Le ministre de la santé a supervisé samedi dernierà Kiffa le lancement des 4ème journées nationale de lutte contre le paludisme, indiquant à cette occasion que cette maladie « constitue désormais l'un des plus grands problèmes de santé en Mauritanie » et qu’elle « représente la première cause de consultation dans les wilayas du sud et de l'est du pays ». Raison pour laquelle « nous avons décidé l'organisation de ces journées de sensibilisation sociale qui durent 4 mois » a-t-il dit, faisant état « de 200.000 consultations par an et de décès parmi les deux couches les plus fragiles de la population, à savoir les enfants de moins de 5 ans et les femmes enceintes ». A propos du choix de Kiffa pour le lancement de ces journées, il a expliqué celui-ci parce que cette ville est classifiée comme étant l'une des zones les plus touchées par le paludisme. Mais les résultats escomptés ne seront obtenus sans l'engagement des communautés bénéficiaires et des élus et la participation de la société civile, notamment les ONG nationales, a-t-il expliqué, considérant que la vente d'une moustiquaire comme un crime.
Dialogue avec les salafistes
La reprise prochaine du dialogue avec les salafistes jihadistes a été récemment annoncée par le ministre des Affaires islamiques Ahmed Ould Neini, au cours d'une conférence organisée à Nouakchott. "Le dialogue engagé en janvier dernier entre les oulémas et les détenus salafistes de Mauritanie se poursuivra prochainement", a-t-il affirmé, sans préciser la date exacte pour la reprise du dialogue."Des séances de discussions seront tenues dans nombre de wilayas du pays", a-t-il dit.
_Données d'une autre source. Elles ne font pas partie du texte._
PR #5767, opened 2025-12-19
feat(backend, deposition): add a deposition status to the backend and use to filter get-released-data prior to streaming

anna-parker:
resolves #

### Summary

Add a new field to the sequences_entries_view called `ena_deposition_status` which is an enum of type:
```
enum class EnaDepositionStatus {
    INGESTED,
    READY,
    DEPOSITED,
}
```

This column is used as a coarse-grained filter option when calling the `get-released-data` endpoint. 

By adding the param `filterForEnaDeposition` the endpoints stops streaming sequences that were ingested from the INSDC or have been deposited by us in the INSDC with external metadata updated. Edge cases, such as revised versions, restricted data etc. are still handled by the ena cronjob.

The cronjob now takes 1min and 30seconds to run instead of the 15-20min it currently takes. 
```
14:40:08     INFO (           config.py: 135) - Submitting to ENA dev environment
...
14:41:31     INFO (     call_loculus.py: 160) - Fetching released data from https://backend-staging.pathoplexus.org/west-nile/get-released-data with request id 71af1dab-c6b1-4254-b7ae-5da099d29856
```
I also confirmed with spot checking that the new status was set correctly for these submissions. 

### PR Checklist


backend/src/main/kotlin/org/loculus/backend/service/submission/SubmissionDatabaseService.kt
```diff
@@ -694,63 +695,70 @@ class SubmissionDatabaseService(
...
-            SequenceEntriesView.jointDataColumn,
-            SequenceEntriesView.submitterColumn,
-            SequenceEntriesView.groupIdColumn,
-            SequenceEntriesView.submittedAtTimestampColumn,
-            SequenceEntriesView.releasedAtTimestampColumn,
-            SequenceEntriesView.submissionIdColumn,
-            SequenceEntriesView.pipelineVersionColumn,
-            DataUseTermsTable.dataUseTermsTypeColumn,
-            DataUseTermsTable.restrictedUntilColumn,
+    fun streamReleasedSubmissions(organism: Organism, enaDeposition: Boolean = false): Sequence<RawProcessedData> =
```
corneliusroemer: Why is the diff so large? Add more explanation to pr description as well

theosanderson:
@codex review pls

backend/docs/db/schema.sql
theosanderson: I guess my bigger picture questions would be whether some day we'll want to break up `DEPOSITED` into lots of substatuses - but it's not a problem for me to do this for now

Issue #5663, opened 2025-12-09
Multi Path: Multi Segment - issue with ASSIGNED_SEGMENT


anna-parker:
The website requires prepro to set a `suborganismIdentifierField` - I added ASSIGNED_SEGMENT to fix this. However, it returns the name of the "segment" that was identified by preprocessing. For the single segmented organisms this is the subtype - however for the multi-segmented organisms this will be `<subtype>_<segment>` - I believe we need to have prepro only return the subtype. This might require a prepro config update. Additionally, I believe `useFirstSegment` will also break in the same way for the multi-segmented multi-path case

anna-parker:
My proposed solution would be to add a segment field, but potentially the config could be improved on instead:
```
nextclade_sequence_and_datasets:
    - name: CV-A16 # name of the segment in proccessedData.alignedSegments results dict
      nextclade_dataset_name: enpen/enterovirus/cv-a16
      accepted_sort_matches: ["community/hodcroftlab/enterovirus/cva16", "community/hodcroftlab/enterovirus/enterovirus/linked/CV-A16"]
      gene_prefix: "CV-A16-"
      genes: ["VP4", "VP2", "VP3", "VP1", "2A", "2B", "2C", "3A", "3B", "3C", "3D"]
      segment: main # name of the segment returned in ASSIGNED_SEGMENT and useFirstSegment
```

anna-parker:
In the example above I actually dont know how to handle the case where the CCHF_A and CCHF_B subtype both have the same reference for that segment - which name should we return `CCHF_A-M` or `CCHF_B-M`? this kinda leads me back to https://github.com/loculus-project/loculus/issues/5664

Issue #5682, opened 2025-12-10
EVs: search page - should clades of suborganisms be selectable before a subtype is selected?


anna-parker:
I think that the clades should only be visible after selecting a genotype, as selecting a clade of a genotype is the same thing as selecting the genotype:

<img width="626" height="1386" alt="Image" src="https://github.com/user-attachments/assets/c7138b7f-3dce-49b4-a093-52b1e81fa400" />

Issue #5664, opened 2025-12-09
Multi path: Multi Segmented Organisms with reassortment


anna-parker:
When thinking about extending multi path to multi segmented organisms yesterday I realized the config structure is potentially flawed.

Currently the config structure for a multi-segmented multi-path would be:

```
referenceGenomes:
  CCHF_A:
    nucleotideSequences:
      - name: S
        sequence: ...
      - name: M
        sequence: ...
      - name: L
        sequence: ...
    genes:
      - name: gene1
        ...
  CCHF_B:
    nucleotideSequences:
      - name: S
        sequence: ...
      - name: M
        sequence: ...
      - name: L
        sequence: ...
    genes:
      - name: gene1
        ...
```
But multi-segmented viruses can reassort, meaning we could have a CCHF_A-S with a CCHF_B-M segment. 
Prepro can return `CCHF_A-S` and `CCHF_B-M` aligned sequences - but it will not know which subtype to set using ASSIGNED_SEGMENT. Additionally, the frontend now needs to know explicitly which subtype we are looking at i.e. `CCHF_A` or `CCHF_B` (LAPIS, the backend and prepro actually don't need to know this).

I think it makes sense to make `suborganismIdentifierField` a segment-level field. But I wonder if this fits in with the config structure. I wonder if the following structure would make more sense.

```
referenceGenomes:
  nucleotideSequences:
    - name: S
      references:
       CCHF_A: ...
       CCHF_B: ...
    - name: M
      references:
       sequence: ... # if the M segment only has one reference
    - name: L
      references:
       CCHF_A: ...
       CCHF_B: ...
  genes:
    - name: gene1
      references:
       CCHF_A: ...
       CCHF_B: ...
    ...
```

anna-parker:
In summary this is a switch from 
```
defaultOrganisms:
  organism:
    referenceGenomes:
      subtype1:
        nucleotideSequences:
          - segment1
          - segment2
      subtype2:
        nucleotideSequences:
          - segment1
          - segment2
```
to 
```
defaultOrganisms:
  organism:
    referenceGenomes:
      nucleotideSequences:
        - segment1
          references:
          - reference1: ...
          - reference2: ...
        - segment2
          references:
          - reference1: ...
          - reference2: ...
```

Note co-infection will not be possible with this new structure we would need to add in another level:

Le 15 janvier dernier, les autorités avaientt engagé le dialogue avec les détenus islamistes à la prison centrale de Nouakchott. Ce dialogue conduit par d'éminents oulémas du pays avait conduit à la déclaration de repentir de plus de 70% des quelque soixante détenus salafistes, dont certains sont condamnés pour leur implication dans des actes terroristes menés sur le territoire mauritanien.